If we are able to harness fusion energy it may become a game changer in the world energy scenario because the fusion energy released is much more than what we get from fission technology and there is no radioactive waste.

Scientists have been working in different countries including India to be able to get to make fusion successful but they have not been able to do so because the input energy always used to be more than the output energy. Making the whole thing unviable.

A recent experiment is reported to have been done by US scientists at the National Ignition Facility at the Lawrence Livermore National Laboratory in California where they reported for the first time to have got more energy than was used for initiating the fusion process, making it a viable energy source in the future.

The LLNL fusion facility has the size of three football fields and consists of almost 200 lasers which bombard a tiny spot with high levels of energy to initiate a fusion reaction.

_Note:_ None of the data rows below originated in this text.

PR #1144, opened 2020-03-19
Fix a bug if there are no stories in a sketch and add properties to View

kiddinn:
Fixes a bug when trying to call `list_stories` on a sketch with no stories in it.

Also adding few more properties of a view object.

### DIFF
--- a/api_client/python/timesketch_api_client/sketch.py
+++ b/api_client/python/timesketch_api_client/sketch.py
@@ -344,13 +344,13 @@ class Sketch(resource.BaseResource):
             self.api.api_root, self.id)
         response = self.api.session.get(resource_url)
         response_json = response.json()
-        objects = response_json.get('objects')
-        if not objects:
+        story_objects = response_json.get('objects')
+        if not story_objects:
             return story_list
 
-        if not len(objects) == 1:
+        if not len(story_objects) == 1:
             return story_list
-        stories = objects[0]
+        stories = story_objects[0]
         for story_dict in stories:
             story_list.append(story.Story(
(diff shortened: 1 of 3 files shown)


api_client/python/timesketch_api_client/sketch.py
```diff
@@ -344,7 +344,13 @@ def list_stories(self):
             self.api.api_root, self.id)
         response = self.api.session.get(resource_url)
         response_json = response.json()
-        stories = response_json.get('objects', [[]])[0]
+        objects = response_json.get('objects')
```
berggren: maybe story_objects ?

api_client/python/timesketch_api_client/view.py
```diff
@@ -39,15 +39,58 @@ def __init__(self, view_id, view_name, sketch_id, api):
...
+            name: String with the attribute name.
+            default_value: The default value if the attribute does not exit,
+                defaults to None.
+            refresh: If set to True then the data will be refreshed.
+
+        Returns:
+            The dict value of the key "name".
+        """
+        view = self.lazyload_data(refresh_cache=refresh)
+        objects = view.get('objects')
```
berggren: view_objects?

api_client/python/timesketch_api_client/sketch.py
kiddinn: done

api_client/python/timesketch_api_client/view.py
kiddinn: done

PR #1160, opened 2020-04-01
More Chart support - added linechart and href

kiddinn:
This PR adds the following features into TS:

1. Line chart is added
2. Charts now define a URL href and have a calculate transformation, allowing them to be interactive, and clicking a bar on a chart will take you to explore and view those events.


kiddinn:
Removed group support from this PR and thus it is ready for review

PR #1166, opened 2020-04-07
Adding aggregation groups

kiddinn:
This PR adds aggregation groups to TS, which can produce a chart that consists of several other charts combined.

The PR adds the concept of an aggregation group, which requires schema changes to the DB. Aggregation groups is simply a placeholder for a group of aggregations and definitions on how they should be combined and some specific parameters to control them.

There is also some other features added, such as the ability to define color to the chart, adding support into the API client and into stories.


kiddinn:
This is ready for a review.

Not sure what to do with the. CLA, since I'm pretty sure I've signed it ;)

api_client/python/timesketch_api_client/aggregation.py
```diff
@@ -272,3 +276,172 @@ def generate_chart(self):
...
+
+    @property
+    def chart(self):
+        """Property that returns an altair Vega-lite chart."""
+        if not self._aggregations:
+            return altair.Chart()
+        return self.generate_chart()
+
+    @property
+    def description(self):
```
berggren, line 315: These just returns the properties. Can we make them public and remove these?

E.g. _description --> description

api_client/python/timesketch_api_client/aggregation.py
```diff
@@ -272,3 +276,172 @@ def generate_chart(self):
...
+    def get_charts(self):
+        """Returns a list of altair Chart objects from each aggregation."""
+        return [x.chart for x in self._aggregations]
+
+    def get_tables(self):
+        """Returns a list of pandas DataFrame from each aggregation."""
+        return [x.table for x in self._aggregations]
+
+    def to_pandas(self):
+        """Returns a pandas DataFrame."""
```
berggren, line 439: Can you add some more words around what the DataFrame containes?

api_client/python/timesketch_api_client/sketch.py
```diff
@@ -208,6 +208,26 @@ def add_to_acl(self, user_list=None, group_list=None, make_public=False):
...
+        for group_dict in data.get('objects', []):
+            if not group_dict.get('id'):
+                continue
+            group = aggregation.AggregationGroup(
+                sketch=self, api=self.api)
+            group.from_dict(group_dict)
+            groups.append(group)
+        return groups
+
     def list_aggregations(self):
```
berggren, line 231: Add returns

timesketch/api/v1/resources.py
```diff
@@ -1064,6 +1080,148 @@ def post(self):
...
+                'group sketch ID ({1:d})'.format(sketch.id, group.sketch_id))
+            abort(HTTP_STATUS_CODE_FORBIDDEN, msg)
+
+        if not sketch.has_permission(user=current_user, permission='read'):
+            abort(
+                HTTP_STATUS_CODE_FORBIDDEN,
+                'The user does not have read permission on the sketch.')
+
+        result_chart = None
+        how = group.how
```
berggren, line 1118: how? how what? :)

berggren: Is this only for chart orientation? If yes, can we call this chart_orientation instead?

timesketch/api/v1/resources.py
```diff
@@ -1236,6 +1395,98 @@ def post(self, sketch_id):
...
+                'No JSON data, unable to process request to create '
+                'a new aggregation group.')
+
+        aggregation_string = form.get('aggregations', '')
+        if not aggregation_string:
+            abort(
+                HTTP_STATUS_CODE_BAD_REQUEST,
+                'Unable to create an empty group.')
+
+        agg_list = [int(x) for x in aggregation_string.split(',')]
```
berggren, line 1467: s/x/agg maybe?

timesketch/lib/analyzers/interface.py
```diff
@@ -324,6 +325,34 @@ def add_aggregation(
         db_session.commit()
         return aggregation
 
+    def add_aggregation_group(self, name, description='', view_id=None):
+        """Add aggregation Group to the sketch.
+
+        Args:
+            name: the name of the aggregation run.
+            description: description of the aggregation, visible in the UI,
```
berggren, line 333: nit: Optional description of the aggregation (visible in the UI)

timesketch/lib/analyzers/interface.py
```diff
@@ -401,6 +430,102 @@ def get_all_indices(self):
...
+        """Commit changes to DB."""
+        self.group.how = self._how
+        self.group.parameters = self._parameters
+        db_session.add(self.group)
+        db_session.commit()
+
+    def set_how(self, how='layer'):
+        """Sets how charts should be joined.
+
+        Args:
```
berggren, line 481: aha, layered as well..

I still think "how" is a little difficult to understand. Maybe "combine_as" or something similar?

berggren: or, "layered_as" ?

timesketch/migrations/versions/b11dea30835c_.py
```diff
@@ -0,0 +1,46 @@
...
+
+def upgrade():
+    # ### commands auto generated by Alembic - please adjust! ###
+    op.add_column(
+        'aggregation',
+        sa.Column('aggregationgroup_id', sa.Integer(), nullable=True))
+    op.create_foreign_key(
+        None, 'aggregation', 'aggregationgroup',
+        ['aggregationgroup_id'], ['id'])
+    op.drop_column('aggregationgroup', 'agg_type')
```
berggren, line 25: Hmm, I wonder if these are needed, or if it is because of previous interation of your DB migration?

berggren: or wait.. did we have the model before?

timesketch/models/sketch.py
```diff
@@ -431,19 +436,62 @@ def __init__(self, name, description, agg_type, parameters, chart_type,
...
 
+class AggregationGroup(
+        AccessControlMixin, LabelMixin, StatusMixin, CommentMixin, BaseModel):
+    """Implements the Aggregation Group model."""
+    name = Column(Unicode(255))
+    description = Column(UnicodeText())
+    aggregations = relationship(
+        'Aggregation', backref='aggregationgroup', lazy='select')
+    parameters = Column(UnicodeText())
+    how = Column(Unicode(15))
```
berggren, line 463: You can add some more chars here. Not much impact on the DB, but will future proof it a bit if we need to add more "hows" later.

api_client/python/timesketch_api_client/aggregation.py
kiddinn: so I prefer not to do that, since I will be doing a follow up CL where I add a setter to this function, which will trigger an update of the database as soon as you change the parameter... for now, this makes this a read-only parameter... if I expose it with `.description` then it becomes a public parameter, meaning read/write and nothing changes if I modify it.

api_client/python/timesketch_api_client/aggregation.py
kiddinn: ack...

api_client/python/timesketch_api_client/sketch.py
kiddinn: there is a return section there....

timesketch/api/v1/resources.py
kiddinn: how is `how should the charts be combined`... and yes, we can call it that instead... but `chart_orientation` is a pretty long parameter... how about just `orientation` instead of how?

timesketch/api/v1/resources.py
kiddinn: changed this a bit

timesketch/lib/analyzers/interface.py
kiddinn: ack

timesketch/lib/analyzers/interface.py
kiddinn: I changed how into orientation, hopefully that has "saved some troubles"

timesketch/migrations/versions/b11dea30835c_.py
kiddinn: no, this is needed, since I'm adding aggregationgroup into the database for other modules...

is this drop column needed? I don't know, this is automatically generated code, I just assume this is done "just in case"

timesketch/models/sketch.py
kiddinn: ah... well..I can add a bit more, (i did change this to orientation as well).... if altair/vega decides to add a new orientation that is longer

kiddinn:
responded to comments, the only outstanding one is the auto generated migratio nscript, but that is being resolved offline

timesketch/migrations/versions/b11dea30835c_.py
kiddinn: file dopped... new one replaces it

kiddinn:
ok, replaced the migration file, it's your turn now

berggren:
CLA is broken - kiddi is a googler. All good for the record.

PR #1168, opened 2020-04-15
Fixing typo Installation re. libffi

dov-csis:
Not sure, but I think `libffi-dev` should have been left intact maybe? `libffi3-dev` doesn't seem to exist on my Ubuntu.


dov-csis:
@googlebot I signed it!

dov-csis:
@googlebot I signed it!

The historic fusion reaction produced about 2.5 megajoules of energy using 2.1 MJ of energy in the lasers used to initiate the process. , about 120 percent net energy gain.

The researchers have thus successfully produced more energy in a fusion reaction than was consumed during the process.

They used inertial confinement fusion, which involves bombarding a tiny pellet of hydrogen plasma with the world’s biggest laser.

Fusion is slated to provide limitless, carbon-free energy against fossil fuels and other traditional energy sources.

Even though producing energy that powers homes and businesses from fusion, still have many years to go, successfully getting more energy using less makes it a viable process. One of fusion’s biggest plus points is that it does not create radioactive waste or produce carbon. Fusion can provide limitless clean energy and is definitely a potential source of alternative energy.

Commercialization of this process may take more than a decade. However, it would lead to getting carbon-free electricity a major benefit for climate change as against the nuclear power plants of today which leave huge amounts of radioactive waste.

We also must keep in mind that the world’s largest nuclear fusion reactor ITER costing $ 18.2 billion has begun development in Southern France and is slated to be running by the year 2025 at a commercial scale.

ITER (the Latin word for “The Way”) is a large-scale scientific experiment intended to prove the viability of fusion as an energy source.

It is an international effort with seven partners—China, the European Union, India, Japan, Korea, Russia and the United States—having pooled their financial and scientific resources to build the biggest fusion reactor in history.

It will not produce electricity, but it will resolve critical scientific and technical issues in order to take fusion to the point where industrial applications can be designed.

It intends to produce  500 MW of fusion power from 50 MW of power invested to heat plasma and generate fusion.